**EXERCISE**. If a line in the data below includes the string "these", please return a copy of it.

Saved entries
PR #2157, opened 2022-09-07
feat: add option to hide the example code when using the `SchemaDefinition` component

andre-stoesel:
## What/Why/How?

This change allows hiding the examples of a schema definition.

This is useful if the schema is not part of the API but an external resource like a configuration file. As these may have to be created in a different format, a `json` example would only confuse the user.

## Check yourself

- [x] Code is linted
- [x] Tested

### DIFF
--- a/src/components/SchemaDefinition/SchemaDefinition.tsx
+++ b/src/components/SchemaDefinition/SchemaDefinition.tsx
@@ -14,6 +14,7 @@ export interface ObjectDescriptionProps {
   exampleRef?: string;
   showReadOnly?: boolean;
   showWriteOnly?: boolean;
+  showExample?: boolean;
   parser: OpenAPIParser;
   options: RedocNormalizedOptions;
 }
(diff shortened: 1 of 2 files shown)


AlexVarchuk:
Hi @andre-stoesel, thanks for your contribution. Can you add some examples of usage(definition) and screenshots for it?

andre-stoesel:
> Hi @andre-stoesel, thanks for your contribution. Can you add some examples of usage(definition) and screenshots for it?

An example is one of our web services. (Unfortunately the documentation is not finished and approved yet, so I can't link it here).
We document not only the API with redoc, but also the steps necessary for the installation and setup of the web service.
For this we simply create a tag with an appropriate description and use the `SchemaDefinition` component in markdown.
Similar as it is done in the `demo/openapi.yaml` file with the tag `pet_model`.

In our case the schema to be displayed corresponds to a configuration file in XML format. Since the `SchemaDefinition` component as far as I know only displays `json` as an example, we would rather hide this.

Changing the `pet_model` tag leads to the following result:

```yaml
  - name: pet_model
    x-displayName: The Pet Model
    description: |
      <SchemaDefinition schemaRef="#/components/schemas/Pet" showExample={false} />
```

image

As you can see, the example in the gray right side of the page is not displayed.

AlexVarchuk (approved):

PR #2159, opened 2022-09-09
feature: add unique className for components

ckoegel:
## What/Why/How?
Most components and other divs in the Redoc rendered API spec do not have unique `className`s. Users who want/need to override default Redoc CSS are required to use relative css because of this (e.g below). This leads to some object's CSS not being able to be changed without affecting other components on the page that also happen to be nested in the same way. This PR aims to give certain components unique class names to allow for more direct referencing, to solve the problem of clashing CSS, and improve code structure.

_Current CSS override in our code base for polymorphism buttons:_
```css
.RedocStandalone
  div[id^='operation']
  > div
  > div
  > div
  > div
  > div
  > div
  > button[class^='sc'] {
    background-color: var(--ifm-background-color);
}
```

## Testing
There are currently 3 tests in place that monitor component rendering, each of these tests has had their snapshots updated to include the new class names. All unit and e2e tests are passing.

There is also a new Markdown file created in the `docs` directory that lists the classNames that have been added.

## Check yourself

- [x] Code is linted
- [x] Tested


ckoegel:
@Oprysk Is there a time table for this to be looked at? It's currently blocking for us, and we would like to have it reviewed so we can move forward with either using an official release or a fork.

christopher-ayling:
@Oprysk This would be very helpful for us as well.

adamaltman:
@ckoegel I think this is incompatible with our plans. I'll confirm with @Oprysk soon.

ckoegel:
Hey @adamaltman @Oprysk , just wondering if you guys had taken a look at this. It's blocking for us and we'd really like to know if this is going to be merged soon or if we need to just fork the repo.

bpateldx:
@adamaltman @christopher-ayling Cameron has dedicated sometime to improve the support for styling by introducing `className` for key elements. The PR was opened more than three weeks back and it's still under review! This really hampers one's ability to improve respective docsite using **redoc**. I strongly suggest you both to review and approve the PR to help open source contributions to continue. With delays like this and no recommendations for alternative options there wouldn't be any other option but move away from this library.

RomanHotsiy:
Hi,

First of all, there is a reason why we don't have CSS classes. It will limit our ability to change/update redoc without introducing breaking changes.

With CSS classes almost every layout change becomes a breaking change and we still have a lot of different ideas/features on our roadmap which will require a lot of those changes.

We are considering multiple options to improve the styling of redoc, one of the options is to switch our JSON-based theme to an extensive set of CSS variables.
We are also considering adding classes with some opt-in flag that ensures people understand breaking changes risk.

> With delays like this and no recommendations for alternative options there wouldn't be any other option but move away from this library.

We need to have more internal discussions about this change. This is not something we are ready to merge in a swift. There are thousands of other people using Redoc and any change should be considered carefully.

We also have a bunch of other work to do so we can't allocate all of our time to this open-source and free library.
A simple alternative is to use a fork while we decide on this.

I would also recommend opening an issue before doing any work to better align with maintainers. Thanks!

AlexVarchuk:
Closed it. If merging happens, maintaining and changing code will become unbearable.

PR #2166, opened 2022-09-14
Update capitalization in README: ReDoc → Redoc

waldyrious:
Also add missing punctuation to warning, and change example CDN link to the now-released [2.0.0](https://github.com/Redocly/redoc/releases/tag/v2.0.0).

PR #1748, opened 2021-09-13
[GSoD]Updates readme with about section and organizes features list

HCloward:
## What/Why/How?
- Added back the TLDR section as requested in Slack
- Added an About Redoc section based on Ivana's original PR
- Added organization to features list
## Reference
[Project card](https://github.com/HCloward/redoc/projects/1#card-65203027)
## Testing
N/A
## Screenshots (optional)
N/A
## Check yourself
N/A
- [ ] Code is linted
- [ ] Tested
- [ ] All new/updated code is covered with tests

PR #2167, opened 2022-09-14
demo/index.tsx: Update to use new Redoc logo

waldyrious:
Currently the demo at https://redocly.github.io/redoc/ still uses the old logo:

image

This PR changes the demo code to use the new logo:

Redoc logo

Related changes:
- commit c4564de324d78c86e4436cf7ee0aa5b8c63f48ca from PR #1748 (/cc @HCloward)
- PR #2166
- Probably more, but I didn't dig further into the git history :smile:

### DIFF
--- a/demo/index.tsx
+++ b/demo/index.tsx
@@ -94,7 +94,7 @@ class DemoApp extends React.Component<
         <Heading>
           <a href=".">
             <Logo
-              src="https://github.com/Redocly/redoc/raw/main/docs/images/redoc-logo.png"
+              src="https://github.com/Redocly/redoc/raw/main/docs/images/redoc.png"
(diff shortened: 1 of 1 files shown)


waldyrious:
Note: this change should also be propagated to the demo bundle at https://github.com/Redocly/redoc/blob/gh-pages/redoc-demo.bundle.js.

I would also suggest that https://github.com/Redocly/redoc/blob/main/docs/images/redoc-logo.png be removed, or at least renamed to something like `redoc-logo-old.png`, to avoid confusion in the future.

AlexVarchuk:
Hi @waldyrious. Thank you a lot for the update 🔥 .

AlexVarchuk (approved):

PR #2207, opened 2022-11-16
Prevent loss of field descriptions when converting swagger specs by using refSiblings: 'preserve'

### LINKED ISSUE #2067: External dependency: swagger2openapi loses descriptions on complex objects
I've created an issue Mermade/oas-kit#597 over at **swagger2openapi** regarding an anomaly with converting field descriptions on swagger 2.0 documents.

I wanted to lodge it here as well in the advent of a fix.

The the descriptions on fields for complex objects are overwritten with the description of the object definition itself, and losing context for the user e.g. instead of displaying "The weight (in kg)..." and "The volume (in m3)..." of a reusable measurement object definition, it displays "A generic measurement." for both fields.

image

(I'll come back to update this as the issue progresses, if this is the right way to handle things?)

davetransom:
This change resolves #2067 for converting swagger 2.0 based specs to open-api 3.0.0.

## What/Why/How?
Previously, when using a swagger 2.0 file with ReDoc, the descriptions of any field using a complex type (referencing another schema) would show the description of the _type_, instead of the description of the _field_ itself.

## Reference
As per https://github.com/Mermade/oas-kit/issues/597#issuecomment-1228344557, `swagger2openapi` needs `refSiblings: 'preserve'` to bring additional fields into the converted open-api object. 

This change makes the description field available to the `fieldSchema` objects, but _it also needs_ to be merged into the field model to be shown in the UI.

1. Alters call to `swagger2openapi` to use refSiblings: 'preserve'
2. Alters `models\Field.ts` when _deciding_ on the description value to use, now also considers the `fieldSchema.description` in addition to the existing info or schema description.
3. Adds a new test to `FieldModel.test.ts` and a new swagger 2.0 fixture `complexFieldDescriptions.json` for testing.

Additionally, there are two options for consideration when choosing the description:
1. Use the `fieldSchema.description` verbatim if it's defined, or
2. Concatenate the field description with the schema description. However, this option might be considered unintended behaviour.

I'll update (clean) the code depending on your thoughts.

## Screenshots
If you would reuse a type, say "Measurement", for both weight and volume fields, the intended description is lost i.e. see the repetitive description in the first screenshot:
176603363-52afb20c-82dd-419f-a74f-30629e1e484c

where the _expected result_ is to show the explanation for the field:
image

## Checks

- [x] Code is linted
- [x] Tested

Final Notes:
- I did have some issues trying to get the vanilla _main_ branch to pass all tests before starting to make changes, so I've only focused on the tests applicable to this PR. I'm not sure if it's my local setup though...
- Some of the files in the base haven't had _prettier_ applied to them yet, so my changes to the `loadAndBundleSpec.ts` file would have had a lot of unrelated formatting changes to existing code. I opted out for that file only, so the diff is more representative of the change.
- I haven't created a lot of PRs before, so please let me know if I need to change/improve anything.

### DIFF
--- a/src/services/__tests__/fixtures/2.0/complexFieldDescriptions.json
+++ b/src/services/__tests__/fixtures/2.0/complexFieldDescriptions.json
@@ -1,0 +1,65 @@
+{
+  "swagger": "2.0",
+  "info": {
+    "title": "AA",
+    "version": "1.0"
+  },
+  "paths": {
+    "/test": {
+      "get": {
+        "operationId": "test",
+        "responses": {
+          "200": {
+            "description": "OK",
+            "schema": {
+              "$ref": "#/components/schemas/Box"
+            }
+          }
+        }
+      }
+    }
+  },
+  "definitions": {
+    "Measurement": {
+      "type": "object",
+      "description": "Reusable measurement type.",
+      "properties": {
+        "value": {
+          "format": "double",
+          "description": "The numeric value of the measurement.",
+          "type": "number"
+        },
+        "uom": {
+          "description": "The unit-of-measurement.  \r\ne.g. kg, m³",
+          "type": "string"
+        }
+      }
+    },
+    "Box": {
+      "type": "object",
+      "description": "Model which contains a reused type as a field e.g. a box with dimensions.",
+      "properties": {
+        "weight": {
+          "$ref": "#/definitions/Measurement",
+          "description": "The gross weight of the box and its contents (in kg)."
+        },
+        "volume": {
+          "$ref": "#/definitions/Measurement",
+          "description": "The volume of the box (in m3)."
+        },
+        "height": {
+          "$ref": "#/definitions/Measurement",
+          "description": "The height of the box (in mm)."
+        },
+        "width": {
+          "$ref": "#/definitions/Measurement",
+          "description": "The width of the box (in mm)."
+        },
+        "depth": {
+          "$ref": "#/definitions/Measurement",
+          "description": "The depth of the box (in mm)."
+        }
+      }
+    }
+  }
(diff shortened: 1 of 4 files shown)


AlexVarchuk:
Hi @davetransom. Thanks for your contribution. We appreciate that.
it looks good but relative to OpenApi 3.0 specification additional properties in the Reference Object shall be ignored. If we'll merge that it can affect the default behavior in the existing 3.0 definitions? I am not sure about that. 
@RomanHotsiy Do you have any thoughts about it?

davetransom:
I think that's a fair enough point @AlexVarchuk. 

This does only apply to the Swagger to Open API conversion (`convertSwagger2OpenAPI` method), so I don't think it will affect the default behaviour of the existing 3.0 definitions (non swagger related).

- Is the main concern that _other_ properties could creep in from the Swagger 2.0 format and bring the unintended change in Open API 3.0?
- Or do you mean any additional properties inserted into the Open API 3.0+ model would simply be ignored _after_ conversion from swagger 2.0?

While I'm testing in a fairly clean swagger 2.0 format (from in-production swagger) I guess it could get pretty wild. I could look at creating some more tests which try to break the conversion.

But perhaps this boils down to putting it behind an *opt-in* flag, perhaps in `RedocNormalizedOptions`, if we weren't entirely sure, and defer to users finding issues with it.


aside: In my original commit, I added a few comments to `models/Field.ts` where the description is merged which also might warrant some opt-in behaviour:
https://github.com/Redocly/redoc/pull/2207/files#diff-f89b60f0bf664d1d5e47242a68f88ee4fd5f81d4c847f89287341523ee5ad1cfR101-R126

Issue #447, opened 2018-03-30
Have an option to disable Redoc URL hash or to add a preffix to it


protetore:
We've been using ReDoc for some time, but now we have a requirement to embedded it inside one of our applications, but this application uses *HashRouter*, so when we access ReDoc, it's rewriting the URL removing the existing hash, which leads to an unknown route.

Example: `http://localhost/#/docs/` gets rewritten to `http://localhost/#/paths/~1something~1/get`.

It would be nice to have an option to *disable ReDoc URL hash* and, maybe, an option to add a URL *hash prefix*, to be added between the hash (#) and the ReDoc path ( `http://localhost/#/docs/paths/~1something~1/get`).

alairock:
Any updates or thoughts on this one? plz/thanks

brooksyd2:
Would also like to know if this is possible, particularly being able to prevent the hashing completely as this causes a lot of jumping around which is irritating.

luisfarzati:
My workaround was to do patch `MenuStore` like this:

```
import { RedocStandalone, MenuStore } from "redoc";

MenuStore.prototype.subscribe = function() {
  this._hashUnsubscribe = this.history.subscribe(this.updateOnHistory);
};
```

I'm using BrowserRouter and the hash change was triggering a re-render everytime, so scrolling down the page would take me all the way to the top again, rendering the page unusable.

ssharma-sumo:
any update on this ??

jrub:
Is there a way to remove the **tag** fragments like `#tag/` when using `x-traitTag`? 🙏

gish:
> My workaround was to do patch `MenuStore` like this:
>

**SOLVED PROBLEM**.
This is useful if the schema is not part of the API but an external resource like a configuration file. As these may have to be created in a different format, a `json` example would only confuse the user.
There are currently 3 tests in place that monitor component rendering, each of these tests has had their snapshots updated to include the new class names. All unit and e2e tests are passing.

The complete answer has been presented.